2013年2月24日日曜日

ゼロ・ダーク・サーティ

ゼロ・ダーク・サーティ
Zero Dark Thirty
2012年 アメリカ 158分
監督:キャスリン・ビグロー

高卒でCIAにリクルートされたという女性分析官がパキスタンの支局に派遣されてオサマ・ビンラディンの追跡にあたり、捕虜を尋問し、推理をめぐらし、腰のすわらない上司を恫喝し、テロにねらわれ、テロによって同僚を失い、ようやく糸口をつかんでペシャワルに監視チームを送り出し、ついにビンラディンの隠れ家を探し当てるとそれからはワシントンで政治の重たい腰に苛立ち、それでもようやくシールズの部隊とともにアフガニスタンを訪れてステルスヘリコプターの発進を見送り、作戦終了後、部隊が持ち帰った死体を検分する。
無駄口をいっさい叩かずに強烈な158分を作り出したキャスリン・ビグローの手腕は確実に『ハート・ロッカー』を超えていて、自信に満ちた文体が自在に流れるありさまに、こちらはただもう口を開けて見入っていた。
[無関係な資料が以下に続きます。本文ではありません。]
PR #1774, opened 2023-01-18
RSDK-1072 Read PCD Version2

jeremyhyde-viam:


pointcloud/pointcloud_file.go
```diff
@@ -601,6 +646,91 @@ func readPCDBinary(in *bufio.Reader, header pcdHeader, pc PointCloud) (PointClou
 	return pc, nil
 }
 
+func getPCDMetaDataAscii(in bufio.Reader, header pcdHeader) ([]float64, error) {
```
nicksanford, line 649: Could I recommend returning a `r3.Vector` given that `[]float64` is representing the same thing but doesn't have any labels regarding what every element of the slice is for?

PR #1775, opened 2023-01-18
Rsdk-1632 : add attributes to fake camera to change resolution

bhaney:
The camera model “fake” is changing, such that a user will have an option of choosing the resolution of the fake image being served. 

- They can leave the attributes blank, which means that the default resolution of 1280 x 720 is used.
- They can specify either “width” or “height”, and the other one will be scaled appropriately with the same ratio of 16:9.
- They can specify both “width” and “height” which will skew the image to whatever they want. 
- Useful for bench marking certain point cloud tests

### DIFF
--- a/components/camera/fake/camera_test.go
+++ b/components/camera/fake/camera_test.go
@@ -11,28 +11,31 @@ import (
 )
 
 func TestFakeCameraHighResolution(t *testing.T) {
-	camOri := &Camera{Name: "test_high", Model: fakeModelHigh}
-	cam, err := camera.NewFromReader(context.Background(), camOri, fakeModelHigh, camera.ColorStream)
+	model, width, height := fakeModel(1280, 720)
+	camOri := &Camera{Name: "test_high", Model: model, Width: width, Height: height}
+	cam, err := camera.NewFromReader(context.Background(), camOri, model, camera.ColorStream)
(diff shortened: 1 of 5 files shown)


components/camera/fake/camera_test.go
```diff
@@ -7,25 +7,62 @@ import (
...
+	camOri := &Camera{Name: "test_high", Model: model, Width: width, Height: height}
+	cam, err := camera.NewFromReader(context.Background(), camOri, model, camera.ColorStream)
+	test.That(t, err, test.ShouldBeNil)
+	cameraTest(t, cam, 640, 360, 203139, model.PinholeCameraIntrinsics, model.Distortion)
+	err = cam.Close(context.Background())
+	test.That(t, err, test.ShouldBeNil)
+}
+
+func TestFakeCameraLowResolution(t *testing.T) {
+	model, width, height := fakeModel(320, 0)
```
tessavitabile, line 34: [nit] I would also test the cases where width is zero and where both are zero.

tessavitabile (approved):
LGTM mod nit. Thanks for sharing this with me!

Rob1in (approved):
approved

components/camera/fake/camera_test.go
bhaney: done

PR #1781, opened 2023-01-18
RSDK-1729 - change resolution constraints to be of type IntExact

Rob1in:
change resolutions constraints to be IntExact instead of IntRanged.

### DIFF
--- a/components/camera/videosource/webcam.go
+++ b/components/camera/videosource/webcam.go
@@ -147,29 +147,19 @@ type WebcamAttrs struct {
 }
 
 func makeConstraints(attrs *WebcamAttrs, debug bool, logger golog.Logger) mediadevices.MediaStreamConstraints {
-	minWidth := 0
-	maxWidth := 4096
-	idealWidth := 800
-	minHeight := 0
-	maxHeight := 2160
-	idealHeight := 600
-
-	if attrs.Width > 0 {
-		minWidth = 0
-		maxWidth = attrs.Width
-		idealWidth = attrs.Width
-	}
-
-	if attrs.Height > 0 {
-		minHeight = 0
-		maxHeight = attrs.Height
-		idealHeight = attrs.Height
-	}
-
 	return mediadevices.MediaStreamConstraints{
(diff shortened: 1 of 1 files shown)


components/camera/videosource/webcam.go
```diff
@@ -147,29 +147,19 @@ type WebcamAttrs struct {
...
-	}
-
 	return mediadevices.MediaStreamConstraints{
 		Video: func(constraint *mediadevices.MediaTrackConstraints) {
-			constraint.Width = prop.IntRanged{minWidth, maxWidth, idealWidth}
-			constraint.Height = prop.IntRanged{minHeight, maxHeight, idealHeight}
+			if attrs.Width > 0 {
+				constraint.Width = prop.IntExact(attrs.Width)
+			} else {
+				constraint.Width = prop.IntRanged{Min: 0, Ideal: 640, Max: 4096}
```
bazile-clyde, line 155: Why did the ideal width change from 800 to 640? Same question for height changing from 600 to 480.

Rob1in: This is more aligned with the "default driver" (first) proposed by v4l for most webcams. Also, in the fitnessDistance algorithm of mediadevices, only min and max will matter.

bazile-clyde: Mediadevices uses `Ideal` too in its fitnessDistance algorithm. It uses it when comparing one `IntRanged` to another (see [IntRanged.Compare](https://github.com/pion/mediadevices/blob/f8f8511d94f68cf126c49b85bda29e3f558b0735/pkg/prop/int.go#L86-L116)). The `fitnessDistance` method will compare `IntRanged`s (a type of `IntConstraint`) [here](https://github.com/pion/mediadevices/blob/f8f8511d94f68cf126c49b85bda29e3f558b0735/pkg/prop/prop.go#L185).

All that being said I don't think it matters too much. This looks LGTM!

bazile-clyde (approved):

bhaney (approved):
Looks good to me, making so it matches exactly to the specified resolution will finally fix the matching bug we've seen

PR #754, opened 2023-03-20
Better defmt for Instant, Duration and Ipv6Address

thvdveld:
This changes the defmt formatting of Instant, Duration and Ipv6Address. They now have the same display as fmt::Display.


Dirbaio (approved):
thanks!

bors r+

PR #758, opened 2023-03-29
Better impls defmt for some structs

thvdveld:
Sometimes, the defmt implementation was not readable when debugging. I changed it such that the defmt implementation matches the Display implementation (which was more readable).


Dirbaio (approved):
Thanks!

bors r+

PR #760, opened 2023-03-29
Bump minor version of heapless

GrantM11235:
Smoltcp uses `heapless::Vec::remove`, which was added in [version 0.7.15](https://github.com/japaric/heapless/blob/HEAD/CHANGELOG.md#v0715---2022-07-05)

There is also a newer version, [0.7.16](https://github.com/japaric/heapless/blob/HEAD/CHANGELOG.md#v0716---2022-08-09), but I don't know if smoltcp requires it


Dirbaio (approved):
thanks!

bors r+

映像はリアリティと厚みを備え、物語性はほぼ排除され、視点は対象に距離を取って安易な感情移入を阻み、その結果としてほとんど一切が非人間的で鈍感な物理現象にからめ取られ、パキスタンの夜空を舞うステルスヘリコプターの雄姿はもっぱら不安のみをあおり、続くシールズの作戦は暴力的で、どうかすると滑稽で、人間の品位をおとしめるために作られた気味の悪い機械のように見えなくもない。驚くほどモダンで、ものすごい映画が誕生した。